* _WORK ITEM_
Beginning with the first line of the entries below, quote each line until you reach and include the line with "you read the".

* _EXTRACTED RECORDS_
PR #4676, opened 2023-12-01
AO3-6647 Upgrade Ruby to 3.1.4

zz9pzza:
# Pull Request Checklist

* [x] Have you read ["How to write the perfect pull request"](https://github.blog/2015-01-21-how-to-write-the-perfect-pull-request/)?
* [x] Have you read the [contributing guidelines](https://github.com/otwcode/otwarchive/blob/master/CONTRIBUTING.md)?
* [x] Have you added [tests for any changed functionality](https://github.com/otwcode/otwarchive/wiki/Automated-Testing)?
* [x] Have you added the [Jira](https://otwarchive.atlassian.net) issue number
  as the *first* thing in your pull request title (e.g. `AO3-1234 Fix thing`)
* [x] Do you have fewer than 5 pull requests already open? If not, please wait
  until they are reviewed and merged before creating new pull requests.

## Issue

https://otwarchive.atlassian.net/browse/AO3-6647

## Purpose

Change the version of ruby that the Archive uses.

## Testing Instructions

I would do a smoke test

## References

Are there other relevant issues/pull requests/mailing list discussions?

## Credit

He/Him

PR #4981, opened 2024-12-07
AO3-6529 Prevent work imports from AO3

Bilka2:
## Issue

https://otwarchive.atlassian.net/browse/AO3-6529

## Purpose

Adds an error when trying to import works from URLs that are in the permitted hosts.

## References

PR Limit: 6 out of 5
Using reviewer bonus:
https://github.com/otwcode/otwarchive/pull/4676
https://github.com/otwcode/otwarchive/pull/4763

## Credit

Bilka


app/controllers/works_controller.rb
```diff
@@ -476,6 +476,19 @@ def import
...
+      uri = UrlFormatter.new(url).standardized
+      next unless ArchiveConfig.PERMITTED_HOSTS.include?(uri.host)
+
+      work_id = uri.path[%r{/works/(\d+)}, 1]
+      flash.now[:error] = if work_id
+                            t(".on_archive", bookmark_it_link: view_context.link_to(t(".bookmark_it"), new_work_bookmark_path(work_id)))
+                          else
+                            t(".on_archive", bookmark_it_link: t(".bookmark_it"))
+                          end
+      render(:new_import) and return
```
Bilka2, line 489: If someone has an idea how to fix the rubocop error I'd appreciate it. I couldn't come up with anything besides just suppressing it.

brianjaustin: Based on the Rubocop docs, it sounds like
```suggestion
      render(:new_import) and return nil
```
might suppress it, but IMO that's less clear than just adding a comment to tell RuboCop we do indeed want that behaviour here

Bilka2:
I had another look at this and I would really like to remove the link from the error in all cases. That would make it possible to move the code and error message into StoryParser, which would automatically handle multiple URLs.

brianjaustin:
I think that sounds reasonable, @sarken any concerns changing that part of the Jira story?

sarken:
I do not personally care about the link, _but_ I think this was someone else's pet issue, so I will ask around!

sarken:
It's PAC's issue and dropping the link is fine!

brianjaustin (approved):

PR #4989, opened 2024-12-14
AO3-6232 Fix support ticket referer field

brianjaustin:

PR #4990, opened 2024-12-14
AO3-6232 Fix referer for support tickets

brianjaustin:
Fixes an issue where referrer is always the support ticket form, plus a test I missed in #4989.

### DIFF
--- a/features/other_b/support.feature
+++ b/features/other_b/support.feature
@@ -74,7 +74,7 @@ Feature: Filing a support request
     And I press "Send"
   Then a Zoho ticket should be created with referer "http://www.example.com/works"
 
-  Scenario: Submit a request with an on-Archive referer
+  Scenario: Submit a request with a referer that is not on-Archive
 
   Given I am logged in as "puzzled"
     And basic languages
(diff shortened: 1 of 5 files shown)


features/other_b/support.feature
```diff
@@ -60,3 +60,28 @@ Feature: Filing a support request
...
+
+  Scenario: Submit a request with an on-Archive referer
+
+  Given I am logged in as "puzzled"
+    And basic languages
+    And Zoho ticket creation is enabled
+  When I go to the works page
+    And I follow "Support & Feedback"
+    And I fill in "Brief summary" with "Just a brief note"
+    And I fill in "Your question or problem" with "Hi, I came from the Archive"
```
Bilka2, line 85:
```suggestion
    And I fill in "Your question or problem" with "Hi, I didn't come from the Archive"
```

Bilka2 (commented):
The Jira issue specifically says that the referer shouldn't be a hidden field. But the hidden field is the best way to pass info from `new` to `create`. So I think this is okay but it needs a comment from @sarken whether the hidden field is acceptable.

Bilka2 (approved):
I heard back from sarken and the hidden field is okay :tada:

While the test changes would be nice to make them a bit clearer, I'm already tentatively approving since the code itself is fine.

PR #5324, opened 2025-08-17
AO3-7096 Track when a collection's anonymous/unrevealed settings were…

connie-feng:
## Issue

https://otwarchive.atlassian.net/browse/AO3-7096

## Purpose
This PR adds audit tracking for a collection’s anonymous and unrevealed settings, recording when they were last updated to aid database administration and troubleshooting.

- Adds a migration to add `unrevealed_updated_at` and `anonymous_updated_at` columns to the CollectionPreferenceTable
- New columns are always initialized to the same timestamp as `created_at`
- When the anonymous or unrevealed setting is changed, the corresponding timestamps are updated to match the `updated_at` timestamp

## Credit

Connie Feng, she/her

### DIFF
--- a/app/models/collection_preference.rb
+++ b/app/models/collection_preference.rb
@@ -1,15 +1,31 @@
 class CollectionPreference < ApplicationRecord
   belongs_to :collection
+
+  after_create :set_initial_audit_timestamps
+  after_update :set_audit_timestamps
   after_update :after_update
 
+  private
+
+  def set_initial_audit_timestamps
+    update_columns(
+      unrevealed_updated_at: created_at,
+      anonymous_updated_at: created_at
+    )
+  end
+
+  def set_audit_timestamps
+    updates = {}
+    updates[:unrevealed_updated_at] = updated_at if saved_change_to_unrevealed?
+    updates[:anonymous_updated_at]  = updated_at if saved_change_to_anonymous?
+
+    update_columns(updates) if updates.any?
+  end
+
   def after_update
-    if self.collection.valid? && self.valid?
-      if self.saved_change_to_unrevealed? && !self.unrevealed?
-        self.collection.reveal!
-      end
-      if self.saved_change_to_anonymous? && !self.anonymous?
-        collection.reveal_authors!
-      end
-    end
+    return unless collection.valid? && valid?
+
+    collection.reveal! if saved_change_to_unrevealed? && !unrevealed?
+    collection.reveal_authors! if saved_change_to_anonymous? && !anonymous?
   end
 end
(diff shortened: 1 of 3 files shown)


app/models/collection_preference.rb
```diff
@@ -1,15 +1,31 @@
...
   after_update :after_update
 
+  private
+
+  def set_initial_audit_timestamps
+    update_columns(
+      unrevealed_updated_at: created_at,
+      anonymous_updated_at: created_at
+    )
+  end
```
Bilka2: I think we would prefer if these default to `nil` if possible, because it takes us one less comparison to know that the setting was not changed since creation. It should be fine to just not set them at all on creation

app/models/collection_preference.rb
```diff
@@ -1,15 +1,31 @@
...
+
+  def set_audit_timestamps
```
Bilka2: audit means something specific for us internally, so I'd prefer to not use that word here. Maybe `set_updated_at_timestamps` or something similar?

db/migrate/20250816213210_add_audit_timestamps_to_collection_preferences.rb
```diff
@@ -0,0 +1,20 @@
...
+
+    reversible do |dir|
+      dir.up do
+        execute <<~SQL.squish
+          UPDATE collection_preferences
+          SET unrevealed_updated_at = created_at,
+              anonymous_updated_at  = created_at
+        SQL
+      end
+    end
```
Bilka2: same as my comment on `set_initial_audit_timestamps` though here with the added note that I think this would confuse us in the future, since it would be set to created_at although the setting was changed at some point before this PR was merged

db/migrate/20250816213210_add_audit_timestamps_to_collection_preferences.rb
```diff
@@ -0,0 +1,20 @@
+class AddAuditTimestampsToCollectionPreferences < ActiveRecord::Migration[7.1]
+  uses_departure! if Rails.env.staging? || Rails.env.production?
+
+  def change
+    change_table :collection_preferences, bulk: true do |t|
```
Bilka2: Are you sure this interacts well with departure? We usually use `add_column` instead of bulk changing the table

Bilka2 (changes requested):

app/models/collection_preference.rb
connie-feng: Okay, got it! I got confused because the ticket said "It’s fine if the new columns are initially set to the created_at date rather than nil"

Bilka2 (approved):
Thank you!

PR #5326, opened 2025-08-18
AO3-7094 Downcase var() function when used as a value for any property

sarken:
## Issue

## Purpose

- Makes sure we downcase the `var()` function when it's used as a value for non-shorthand properties like `color`. I originally had it in `sanitize_css_token` which is only used when tokenizing the values for shorthand properties like `border`.
- Adds a few seemingly random tests. I was initially exploring another approach that necessitated the tests and it seemed a shame to waste them when I found an easier fix.
- Adds a lot of code comments for things I learned on the way.

## Testing Instructions

Make sure the `var()` function gets converted to lowercase when used as a value for both shorthand and non-shorthand properties.

### DIFF
--- a/lib/css_cleaner.rb
+++ b/lib/css_cleaner.rb
@@ -202,7 +202,7 @@ module CssCleaner
   end
 
   def sanitize_css_token(token)
-    if token.match(/gradient/)
+    if token.match?(/gradient/)
       sanitize_css_gradient(token)
     else
       sanitize_css_value(token)
@@ -237,7 +237,7 @@ module CssCleaner
     # If it's a comma-separated set of valid values, it's fine. However, we need
     # to downcase any var() functions to match the css_parser gem's downcasing
     # of property names.
-    if value_stripped.match?(/^(#{VALUE_REGEX}\,?\s*)+$/i)
+    if value_stripped.match?(/^(#{VALUE_REGEX},?\s*)+$/i)
       return value unless value.match?(/#{VAR_FUNCTION_REGEX}/)
 
       return value.gsub(/#{VAR_FUNCTION_REGEX}/, &:downcase)


lib/css_cleaner.rb
```diff
@@ -220,22 +224,36 @@ def sanitize_css_gradient(value)
...
+
+    # If it's a comma-separated set of valid values, it's fine. However, we need
+    # to downcase any var() functions to match the css_parser gem's downcasing
+    # of property names.
+    if value_stripped.match?(/^(#{VALUE_REGEX}\,?\s*)+$/i)
+      return value unless value.match?(/#{VAR_FUNCTION_REGEX}/)
 
-    # if it's a comma-separated set of valid values it's fine
-    return value if value_stripped =~ /^(#{VALUE_REGEX}\,?\s*)+$/i
+      return value.gsub(/#{VAR_FUNCTION_REGEX}/) { |match| match.downcase }
```
sarken: I'm not sure if this is worth doing or if I should just do `return value.gsub(/#{VAR_FUNCTION_REGEX}/) { |match| match.downcase }` without first checking that the value contains a `var()`.

lib/css_cleaner.rb
```diff
@@ -194,12 +202,8 @@ def tokenize_and_sanitize_css_value(value)
   end
 
   def sanitize_css_token(token)
-    case token
-    when /gradient/
+    if token.match(/gradient/)
```
Bilka2:
```suggestion
    if token.match?(/gradient/)
```

lib/css_cleaner.rb
Bilka2: I prefer this because it means the change has a smaller scope

PR #5327, opened 2025-08-18
AO3-7084 Disclose when image stripping occurs

WelpThatWorked:
## Issue

https://otwarchive.atlassian.net/browse/AO3-7084

## Purpose

Disclose when image stripping occurs. Applied to locations listed in issue plus site banner form. Text on Logged in, multi-pseud comment form now positioned/styled in the same way as the single-pseud and logged out versions. Other cases where new text does not appear should look identical to before.
CSS tweaks
\- swap `line-height` for negative margin in `.toggled form p.footnote, .dynamic form p.footnote`. Should have identical effect, but without overlapping on multiline text.

<details>
<summary>New text screenshots</summary>

Logged out commenter: 
image

Logged in commenter:
image

Bookmark creation:
image

Banner edit:
image
</details>

## Credit

WelpThatWorked

### DIFF
--- a/app/views/bookmarks/_bookmark_form.html.erb
+++ b/app/views/bookmarks/_bookmark_form.html.erb
@@ -61,15 +61,16 @@
         <dl>
           <dt><%= f.label :bookmarker_notes, ts("Notes"), for: notes_id %></dt>
           <dd>
-            <p class="footnote" id="notes-field-description">
-              <% if bookmarkable.class != ExternalWork %>
+            <% if bookmarkable.class != ExternalWork %>
+              <p class="footnote" id="notes-field-description-summary">
                 <%= ts("The creator's summary is added automatically.") %>
-                <br />
-              <% end %>
+              </p>
+            <% end %>
+            <p class="footnote" id="notes-field-description-html">
               <%= allowed_html_instructions(strip_images: true) %>
             </p>
             <%= f.text_area :bookmarker_notes, rows: 4, id: notes_id, class: "observe_textlength",
-                "aria-describedby" => "notes-field-description" %>
+                aria: { describedby: "notes-field-description-summary notes-field-description-html" } %>
             <%= generate_countdown_html(notes_id, ArchiveConfig.NOTES_MAX) %>
           </dd>
 
--- a/public/stylesheets/site/2.0/07-interactions.css
+++ b/public/stylesheets/site/2.0/07-interactions.css
@@ -653,7 +653,7 @@ form.single .autocomplete + input + span.submit input[type="submit"] {
 
 .toggled form p.footnote, .dynamic form p.footnote {
   float: none;
-  margin: -0.25em auto;
+  margin: auto;
   padding: 0;
 }
 
@@ -672,7 +672,7 @@ form.single .autocomplete + input + span.submit input[type="submit"] {
     box-shadow: none;
 }
 
-.toggled .bookmark form p.footnote {
+.toggled .bookmark form p.footnote, .dynamic .bookmark form p.footnote {
   padding-bottom: 0.643em;
 }
 
@@ -701,6 +701,13 @@ form.single .autocomplete + input + span.submit input[type="submit"] {
 
 .dashboard form dt.landmark {
   clear: both;
+}
+
+/* CONTEXT: blurb */
+
+.blurb form li.input {
+  display: list-item;
+  padding-left: 0;
 }
 
 /* END == */


app/helpers/application_helper.rb
```diff
@@ -62,9 +62,10 @@ def link_to_rss(link_to_feed)
 
   # 1: default shows just the link to help
   # 2: show_text = true: shows "plain text with limited html" and link to help
-  def allowed_html_instructions(show_text = true)
-    (show_text ? h(ts("Plain text with limited HTML")) : "".html_safe) +
-      link_to_help("html-help")
+  def allowed_html_instructions(show_text: true, strip_images: false)
+    (show_text ? t("application_helper.text_limited_html") : "".html_safe) +
+      link_to_help("html-help") +
+      (strip_images ? "<br />".html_safe + t("application_helper.strip_images") : "".html_safe)
```
Bilka2: It looks like this never called with `show_text` set to false, so you can remove that parameter.

For when this should have the extra sentence it should just be the sentence directly after the link, no linebreak. Ideally, it would be nice to have one big locale string for both sentences, and switch between that and a different locale strings based on the condition, instead of breaking it up per sentence. And the link should be a variable: https://github.com/otwcode/otwarchive/wiki/Internationalization-%28i18n%29-Standards#user-content-Variable_interpolation

app/views/comments/_comment_form.html.erb
```diff
@@ -54,7 +54,7 @@
                           commentable_creator: commentable.by_anonymous_creator? ? t(".anonymous_creator") : get_commenter_pseud_or_name(commentable),
                           commentable_link: commentable_description_link(commentable)) %></span>
             <% end %>
-            (<%= allowed_html_instructions %>)
+            <%= allowed_html_instructions(strip_images: comment.hidden_by_admin || Comment.commentable_object(commentable).class.name.in?(ArchiveConfig.PARENTS_WITH_IMAGE_SAFETY_MODE)) %>
```
Bilka2: Is it possible to use `use_image_safety_mode?` from the comment model here instead?

Bilka2 (changes requested):
From what I can see in the issue, there should be no CSS changes made here? The intended look on the comment form is visible here: https://otwarchive.atlassian.net/browse/AO3-7083

Please add some simple tests that check that the text shows up for guest comments and shows up for user comments in the right circumstances

app/views/comments/_comment_form.html.erb
WelpThatWorked: Not as it stands. `use_image_safety_mode?` checks through `Comment.parent` and `Comment.pseud`, which aren't set until the comment is saved. I considered rewriting it, but that would require something like
```ruby
def use_image_safety_mode?(commentable = nil)
  (persisted? && pseud_id.nil?) || hidden_by_admin || (persisted? ? parent_type : Comment.commentable_object(commentable)).in?(ArchiveConfig.PARENTS_WITH_IMAGE_SAFETY_MODE)
end
  ```
  so since this is _probably_ the only place that will have non-persisted comments, I figured it'd be cleaner just to leave it as-is. Should it be made into it's own function instead?

File: app/helpers/application_helper.rb (hunk 1 above)
Comment (WelpThatWorked) [reply app/helpers/application_helper.rb]: Did not see the screenshot as it wasn't linked from the issue. Guess I should have looked around a bit more, sorry.

For the locale bit, do you mean something like:
```yaml
text_limited_html: Plain text with limited HTML %{help_link}
text_limited_html_strip_images: Plain text with limited HTML %{help_link} Embedded images (<img> tags) will be displayed as HTML, including the image's source link and any alt text.
```

Bilka2: Yes!

app/views/comments/_comment_form.html.erb
Bilka2: I'm a bit worried we may end up updating the conditions in one place but not the other. Maybe it could be a method in the comments helper that's used in both places?

As another note, I think the current condition is incorrect because `commentable` here can be another comment. What we're looking for is the `parent`, which would be only chapter, tag or admin post. (notably not Work or Comment!)

app/helpers/application_helper.rb
WelpThatWorked: I've run into a bit of difficulty with this, I'm not seeing a neat way to have it escape the text of the string (e.g. where it says "\ tags") but _not_ the help link HTML. I could try extending the translate/interpolate function to work better here, or do the escaping/interpolation manually like:
```ruby
html_escape(t(strip_images ? "application_helper.text_limited_html_strip_images" : "application_helper.text_limited_html")).sub("%{help_link}", link_to_help("html-help")).html_safe
```
but otherwise, I think they'd have to be separate strings like they are now. Which would be preferred?

app/views/comments/_comment_form.html.erb
WelpThatWorked: You are correct on the condition being incorrect. On review, I think I can just set the needed fields on the `comment`, since it gets discarded anyway and the other needed models are already there, allowing it to use `use_image_safety_mode?` as-is...

app/helpers/application_helper.rb
Bilka2: It should hopefully work to use html entities for the lesser than and greater than, so `foo bar &lt;img&gt;` together with the suffix for the `_html` locale key so that the link works

WelpThatWorked: Will do, I wasn't sure if that'd cause difficulties for translators.

lydia-theda:
re: styling

I didn't put the image on this issue because I didn't want to formally commit to a final style design based on a mockup of a different issue that I threw together from playing around with Inspect Element during the initial concept phase. 

That said:
* agree the logged in comment form needs style tweaking. perhaps both sentences should be placed below the dropdown, with the smaller font?
* slight preference for no line break between existing HTML sentence and img tag sentence; if anything, there can/should be a line break on the bookmark form between the "automatic summary" sentence and the html sentence(s). 
* agree with your margin change to prevent overlapping, especially on the bookmark form
* unsure/no opinion on right vs left alignment. I'm not sure what "consistent" is primarily referring to – consistent with other fields on the PAC form? on the comment/banner/bookmark forms? footer/footnote alignment elsewhere on the site? something else?

config/locales/helpers/en.yml
```diff
@@ -1,5 +1,8 @@
 ---
 en:
+  application_helper:
+    text_limited_html: Plain text with limited HTML %{help_link}
+    text_limited_html_strip_images_html: Plain text with limited HTML %{help_link} Embedded images (&lt;img&gt; tags) will be displayed as HTML, including the image&#39;s source link and any alt text.
```
Bilka2:
```suggestion
    text_limited_html_strip_images_html: Plain text with limited HTML %{help_link} Embedded images (&lt;img&gt; tags) will be displayed as HTML, including the image's source link and any alt text.
```
It doesn't need to be escaped

public/stylesheets/site/2.0/07-interactions.css
```diff
@@ -648,9 +648,8 @@ form.single .autocomplete + input + span.submit input[type="submit"] {
 
 .toggled form p.footnote, .dynamic form p.footnote {
   float: none;
-  margin: auto;
+  margin: -0.25em auto;
   padding: 0;
-  line-height: 0.5;
 }
```
Bilka2, line 658: This CSS change looks good, but I'm not sure whether it might affect another spot where we don't want it to change. @sarken could you take a look this change is okay or if the class selection is too broad and it should be on `.toggled .bookmark form p.footnote` instead?

Bilka2 (commented):
This looks very good, thank you!

I have just two notes, one of which needs input from someone more experienced with front-end.

Bilka2:
Oh, a note for the future: Forcepushes make subsequent reviews harder since the diff is harder to find and/or subdivide. Since we squash on merge you can just push commits (including merges) normally and it will still only be a single commit in the history on `master`. That will make it easier for future reviewers looking at your PRs in this repo!

app/views/bookmarks/_bookmark_form.html.erb
```diff
@@ -64,8 +64,9 @@
             <p class="footnote" id="notes-field-description">
               <% if bookmarkable.class != ExternalWork %>
                 <%= ts("The creator's summary is added automatically.") %>
+                <br />
               <% end %>
-              <%= allowed_html_instructions %>
+              <%= allowed_html_instructions(strip_images: true) %>
             </p>
             <%= f.text_area :bookmarker_notes, rows: 4, id: notes_id, class: "observe_textlength",
                 "aria-describedby" => "notes-field-description" %>
```
sarken: 👋 Hi, I've been summoned!

Because these are two different topics, let's split this into two different paragraphs. That will also mean juggling the logic a bit so we don't include an empty `<p>` when the bookmarkable is a work or series and updating the `describedby` attribute on the text area to reference both paragraphs:

```suggestion
            <% if bookmarkable.class != ExternalWork %>
              <p class="footnote" id="notes-field-description-summary">
                <%= ts("The creator's summary is added automatically.") %>
              </p>
            <% end %>
            <p class="footnote" id="notes-field-description-html">
              <%= allowed_html_instructions(strip_images: true) %>
            </p>
            <%= f.text_area :bookmarker_notes, rows: 4, id: notes_id, class: "observe_textlength",
                aria: { describedby: "notes-field-description-summary notes-field-description-html" } %>
```

public/stylesheets/site/2.0/07-interactions.css
sarken: First, let me say the `line-height` removal is a definite improvement -- the text is currently very squished. That's especially true on the dynamic bookmark form (that's the class we use on the form when we display it in the bookmark blurb, while toggled is the class we use on the work page).

If we're going to modify the CSS, we actually want to fix our squished text issues, not keep them by replacing the too-short line height with a negative margin. So let's put the `margin` back to its previous value here.

Since we see that the toggled form has way better spacing than the dynamic form, we can just give the dynamic form the same styling by changing `.toggled .bookmark form p.footnote` to `.toggled .bookmark form p.footnote, .dynamic .bookmark form p.note`. The bottom padding fixes our squished text very nicely.

But doing that made me realize _why_ we only had that bottom margin on the toggled form: there was more space between the footnotes and the inputs on the dynamic form than the toggled form, and adding the bottom padding makes the space really noticeable.

Image alt="The toggled form (left) beside the dynamic form (right). The dynamic form has more vertical space above the autocomplete inputs than the toggled form."

That's because the `<li class="input">` on the dynamic form's autocomplete inputs is getting `display: inline` from this rule set, which is mainly there to make things like tags display horizontally: https://github.com/otwcode/otwarchive/blob/b1e112618faa943471ee1dd5b70737638765fa4d/public/stylesheets/site/2.0/13-group-blurb.css#L16-L18

That basically shuffles the input down a bit because it no longer fits inside its surrounding `<li>`.

Luckily, it's an easy fix: right above the `END` comment in this stylesheet, we just need to add this:

```css
/* CONTEXT: blurb */

.blurb form li.input {
  display: list-item;
}
```

sarken (changes requested):
Very long comments, but relatively easy changes, I promise! We do need to remember to check both bookmark form locations when testing.

WelpThatWorked:
Apologies for the delay. 
I _think_ that's everything listed. I noticed the input `li`s pick up a bit of padding when switched to `list-item` display on the `.dynamic` version, so I cancelled that as well.
> We do need to remember to check both bookmark form locations when testing.

Clarify, is this requesting automated testing for the presence of the text, or just something to note when manually testing?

* _YOUR RESPONSE_
PR #4676, opened 2023-12-01
AO3-6647 Upgrade Ruby to 3.1.4

zz9pzza:
# Pull Request Checklist

* [x] Have you read ["How to write the perfect pull request"](https://github.blog/2015-01-21-how-to-write-the-perfect-pull-request/)?
* [x] Have you read the [contributing guidelines](https://github.com/otwcode/otwarchive/blob/master/CONTRIBUTING.md)?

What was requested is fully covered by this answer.